Global Peace Index: trend negativo per la pace globale, e l’Europa non migliora

1 Giugno 2020

Secondo l’ultimo Global Peace Index (Gpi), appena rilasciato dall’Institute for Economics and Peace, siamo in un periodo storico in cui nella maggior parte dei Paesi la pace è in calo. Le mancate soluzioni alle tensioni e alle nuove crisi, economiche e sociali, hanno contribuito a rendere il 2017 l’anno meno pacifico dell’ultima decade. A incidere maggiormente, i conflitti tra e all’interno degli Stati e la scelta di giocare un ruolo marginale da parte delle Nazioni Unite.

In totale, sono 92 i paesi che vedono peggiorare il proprio indice Gpi, 71 quelli che lo migliorano.

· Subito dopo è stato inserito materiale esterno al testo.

PR #2168, opened 2016-12-08
relax the rpc failfast

MikeHolman:
This failfast was a bit aggressive, and firing in scenarios where we don't necessarily want to get dumps (e.g. a user kills the server process as part of their shutdown). This excludes from firing a failfast for the known scenarios. Instead we will throw a codegen aborted error if this happened during codegen, or OOM in other cases.

### DIFF
--- a/lib/Backend/NativeCodeGenerator.cpp
+++ b/lib/Backend/NativeCodeGenerator.cpp
@@ -904,7 +904,7 @@ NativeCodeGenerator::CodeGen(PageAllocator * pageAllocator, CodeGenWorkItem* wor
             // script context may close after codegen call starts, consider this as aborted codegen
             hr = E_ABORT;
         }
-        JITManager::HandleServerCallResult(hr, true);
+        JITManager::HandleServerCallResult(hr, RemoteCallType::CodeGen);
     }
     else
     {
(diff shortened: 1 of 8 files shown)


lib/Backend/NativeCodeGenerator.cpp
```diff
@@ -3639,6 +3640,24 @@ JITManager::HandleServerCallResult(HRESULT hr)
     case VBSERR_OutOfStack:
         throw Js::StackOverflowException();
     default:
-        RpcFailure_fatal_error(hr);
+        if (!GetJITManager()->IsServerAlive() && (
+            hr == HRESULT_FROM_WIN32(RPC_S_CALL_FAILED) ||
+            hr == HRESULT_FROM_WIN32(RPC_S_CALL_FAILED_DNE)
+            ))
+        {
+            if (isCodeGenCall)
```
sermetiskin: is there no way to gracefully fallback to interpreted?

lib/JITClient/JITManager.h
```diff
@@ -208,7 +220,7 @@ class JITManager
 
     static JITManager * GetJITManager()
         { return &s_jitManager; }
-    static void HandleServerCallResult(HRESULT hr);
+    static void HandleServerCallResult(HRESULT hr, RemoteCallType callType) { Assert(UNREACHED); }
```
ThomsonTan: >RemoteCallType callType [](start = 51, length = 23)

Declare a default value for callType for typical or unknown scenario?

Guardando alla classifica dei singoli paesi più pacifici, è l’Islanda ad avere il miglior punteggio, seguita da Nuova Zelanda, Austria, Portogallo e Danimarca. L’Italia, che guadagna una posizione rispetto al 2016, risulta al 38esimo posto (sulle 163 nazioni analizzate). Nelle ultime 5 posizioni, invece, troviamo Somalia, Iraq, Sud Sudan, Afghanistan e, in chiusura, la Siria.

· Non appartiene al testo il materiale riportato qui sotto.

PR #2169, opened 2016-12-08
WASM - call_indirect no table error

Cellule:
call_indirect operator without a table is a compile error 
Add WasmLazyTrapCallback as a valid function entry point

---
This change is [Reviewable](https://reviewable.io/reviews/microsoft/chakracore/2169)


Cellule:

Se guardiamo alle grandi categorie, quelle che prendono in riferimento le macro regioni del mondo, è sempre l’Europa la zona più pacifica. Bisogna però segnalare che il suo Gpi per il terzo anno consecutivo è in calo e per la prima volta nella storia c’è un paese occidentale che subisce una drastica variazione: la Spagna con le sue 10 posizioni in meno (si trova ora al 30esimo posto) per via di crisi politica e aumento del rischio legato al terrorismo.

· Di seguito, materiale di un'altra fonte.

PR #2172, opened 2016-12-08
2 redeferral-related fixes in Recycler

pleath:
1. Do not try to take special mark actions in BackgroundScanStack, only in ScanStack, as memory may be unstable in the background case. 2. In marking, if MarkInternal returns true (indicating no further work is necessary), and if we're required to take special mark actions, detect finalizable object and take the action.

### DIFF
--- a/lib/Common/Memory/HeapBlockMap.inl
+++ b/lib/Common/Memory/HeapBlockMap.inl
@@ -68,6 +68,10 @@ HeapBlockMap32::Mark(void * candidate, MarkContext * markContext)
 
     if (MarkInternal<interlocked>(chunk, candidate))
     {
+        if (doSpecialMark)
+        {
+            this->OnSpecialMark(chunk, candidate);
+        }
         return;
     }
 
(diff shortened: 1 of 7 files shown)


pleath:
@dotnet-bot test Ubuntu ubuntu_linux_debug when you've got a chance

pleath:
@curtisman I know you're watching
@digitalinfinity In case Curtis isn't watching

lib/Common/Memory/HeapBlockMap.inl
```diff
@@ -66,16 +66,61 @@ HeapBlockMap32::Mark(void * candidate, MarkContext * markContext)
...
-    }
-
     uint id2 = GetLevel2Id(candidate);
     HeapBlock::HeapBlockType blockType = chunk->blockInfo[id2].blockType;
 
     Assert(blockType == HeapBlock::HeapBlockType::FreeBlockType || chunk->map[id2]->GetHeapBlockType() == blockType);
 
+    if (MarkInternal<interlocked>(chunk, candidate))
+    {
+        if (doSpecialMark)
```
curtisman: May be we can put this code in a separate function?

curtisman:
Other then the refactor comment.  LGTM.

In sostanza, il calo ha coinvolto il 61% delle regioni europee, dove persino i paesi nordici non possono contare su un Gpi migliore rispetto al 2008. Crisi politica, terrorismo e maggiore percezione della criminalità, sono le cause che hanno inciso su questa performance. Migliorano invece, di poco, le regioni europee orientali.

Nord Africa e Medio Oriente si confermano, invece, ancora i posti più violenti al mondo, nonostante un lieve miglioramento di Siria e Iraq, dovuto a una minore influenza dello Stato Islamico. Anche l’Asia e gli stati del Pacifico tra i luoghi meno sicuri, con un trend negativo per 11 paesi e uno positivo per 8 paesi. Diminuisce il Gpi nel Nord America, mai così basso dal 2012. Stesso discorso anche per il Canada, in seguito agli attentati di Quebec City ed Edmonton. L’Africa subsahariana, infine, registra i maggiori progressi in termini di pace grazie a Gambia, Liberia, Burundi e Senegal. Mentre continua a peggiorare la situazione in Congo e Repubblica Democratica, in crisi per eventi estremi e ancora in lotta per sconfiggere il virus Ebola.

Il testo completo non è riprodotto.